The past fortnight has seen extreme rain that has caused floods and landslides across several countries including India, China and Japan.
Hundreds of thousands of people have been forced to evacuate as a result.
On Friday, South Korea was on high alert as a storm battered the capital Seoul, while in the Philippines officials warned of a tropical cyclone.
Earlier this week, Japan also reported record-breaking floods on the island of Kyushu in which at least eight people, including a local politician, died.
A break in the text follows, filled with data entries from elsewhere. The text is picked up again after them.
PR #855, opened 2021-11-23
ci: Enable tests to run on forks and action-created PR

### LINKED ISSUE #845: CI: tests do not run on forks or "Version Packages" PR
`Tests` workflow do not run on forks or "Version Packages" PR because...

1. Workflows triggered from forks do not have access to environment secrets for security reasons.
2. Workflows triggered from PRs [do not run](https://github.com/peter-evans/create-pull-request/issues/48) when a PR is created by Github actions.

Reading through https://securitylab.github.com/research/github-actions-preventing-pwn-requests/, we can leverage label-triggered e2e test that acts as "approve and run" button.

wlee221:
*Issue #, if available:* Closes #845

### Description of changes 

This enables **maintainers** to run tests on forks and PRs created by `github-actions` like #838. Tests on forks couldn't run because environment secrets aren't passed for security reasons.

To enable tests on these cases, `tests.yml` trigger is updated to `pull_request_target`. It is granted a read/write repository token and can access secrets even when it is triggered from a fork, so we need to be very careful about the tokens/secrets we expose.

https://securitylab.github.com/research/github-actions-preventing-pwn-requests/ has practical advices. This PR uses label-based approach -- maintainer first checks that code changes do not tamper secrets/tokens, then they can add `run-tests` to trigger the tests. Tests will run only when the label was *added* and not on subsequent commits to prevent malicious commits after the label was added.

### Additional security hardening:

- [x] `GITHUB_TOKEN` should only have write access to `pull-requests`
- [x] Workflow will automatically remove `run-tests` label after the workflow was triggered.
- [x] #856 

### DIFF
--- a/.github/workflows/tests.yml
+++ b/.github/workflows/tests.yml
@@ -7,11 +7,37 @@ on:
   push:
     branches: [main]
 
-  pull_request:
+  pull_request_target:
     branches: [main]
+    types: [opened, synchronize, labeled]
+
+permissions: read-all
 
 jobs:
+  setup:
+    runs-on: ubuntu-latest
+    # We run tests only if it's:
+    #   1) push to main, or
+    #   2) pull request not from a fork (ie. internal PR), or
+    #   3) pull request from a fork (ie. external PR) that was added "run-tests" label
+    if: |
+      github.event_name == 'push' ||
+      (github.event.pull_request.head.repo.full_name == github.repository) || 
+      (github.event.action == 'labeled' && github.event.label.name == 'run-tests')
+    steps:
+      # This would be a good place to run and cache `yarn`, `yarn build`, etc
+      - name: Remove run-tests label, if applicable
+        if: always() && github.event.label.name == 'run-tests'
+        uses: actions/github-script@0.3.0
+        with:
+          github-token: ${{ secrets.GITHUB_TOKEN }}
+          script: |
+            const { issue: { number: issue_number }, repo: { owner, repo } } = context;
+            const label = 'run-tests';
+            github.issues.removeLabel({ owner, repo, issue_number, name: label });
+
   unit:
+    needs: setup
     runs-on: ubuntu-latest
     env:
       NODE_ENV: test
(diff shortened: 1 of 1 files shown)


.github/workflows/tests.yml
```diff
@@ -7,11 +7,39 @@ on:
...
 jobs:
+  setup:
+    runs-on: ubuntu-latest
+    # We run tests only if it's:
+    #   1) push to main, or
+    #   2) pull request not from a fork (ie. internal PR), or
+    #   3) pull request from a fork (ie. external PR) that was added "run-tests" label
+    if: |
+      github.event_name == 'push' ||
+      (github.event.pull_request.head.repo.full_name == github.repository) ||
```
wlee221, line 27: e.g. https://github.com/wlee221/changeset-poc/pull/29

.github/workflows/tests.yml
```diff
@@ -7,11 +7,39 @@ on:
...
+  setup:
+    runs-on: ubuntu-latest
+    # We run tests only if it's:
+    #   1) push to main, or
+    #   2) pull request not from a fork (ie. internal PR), or
+    #   3) pull request from a fork (ie. external PR) that was added "run-tests" label
+    if: |
+      github.event_name == 'push' ||
+      (github.event.pull_request.head.repo.full_name == github.repository) || 
+      (github.event.action == 'labeled' && github.event.label.name == 'run-tests')
```
wlee221, line 28: e.g. https://github.com/wlee221/changeset-poc/pull/30

.github/workflows/tests.yml
```diff
@@ -126,6 +162,10 @@ jobs:
     steps:
       - name: Checkout Amplify UI
         uses: actions/checkout@v2
+        with:
+          ref: ${{ github.event_name == 'push' && github.ref || github.event.pull_request.head.ref }}
```
ericclemmons, line 166: Can you add a comment on this logic?

It reads like `github.ref` is correct when we push, but PRs rely on the `head.ref` on what to test?

ericclemmons (approved):
This looks great!  Let's have one last internal conversation just so there are no surprises. 🙏

.github/workflows/tests.yml
wlee221: Good point! Yes, that's it. `github.ref` on `pull_request_target` always points to the target branch (`main`), so we need to make it a bit more explicit.

wlee221: https://github.com/aws-amplify/amplify-ui/pull/855/commits/76552aa0891bcba68de38fea6cf63af158866b23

Others are still missing.
“It’s raining like never before,” a spokesman for Japan’s meteorological agency said, as cities around the country logged record amounts of rain.
The World Meteorological Organization’s director of hydrology, water and cryosphere said developed countries such as Japan were “extremely alert, and they’re also very well prepared when it comes to flood management measures.”
“But many low-income countries have no warnings in place, hardly any flood defence structures and no integrated flood management,” Stefan Uhlenbrook added in his statement on Thursday.
Japanese authorities had earlier in the week evacuated more than 420,000 residents from two prefectures in Kyushu island.
“Your life is in danger, you need to take action immediately,” the orders read.
Meanwhile in Seoul, 135 people were evacuated early Friday as torrential rain hit the South Korean capital, causing power cuts across 4,000 households.
In an emergency meeting with government agencies, Prime Minister Han Duck-soo said preventing deaths was the country’s top priority.
“All public officials should remain alert and respond until the end of the monsoon,” Mr Han told local media.
He also warned officials to “thoroughly prepare” for the possibility of North Korea releasing water from a dam near the inter-Korean border after the country also received heavy rain.
Such releases in the past have often occurred without notice and led to flooding and deaths in the South.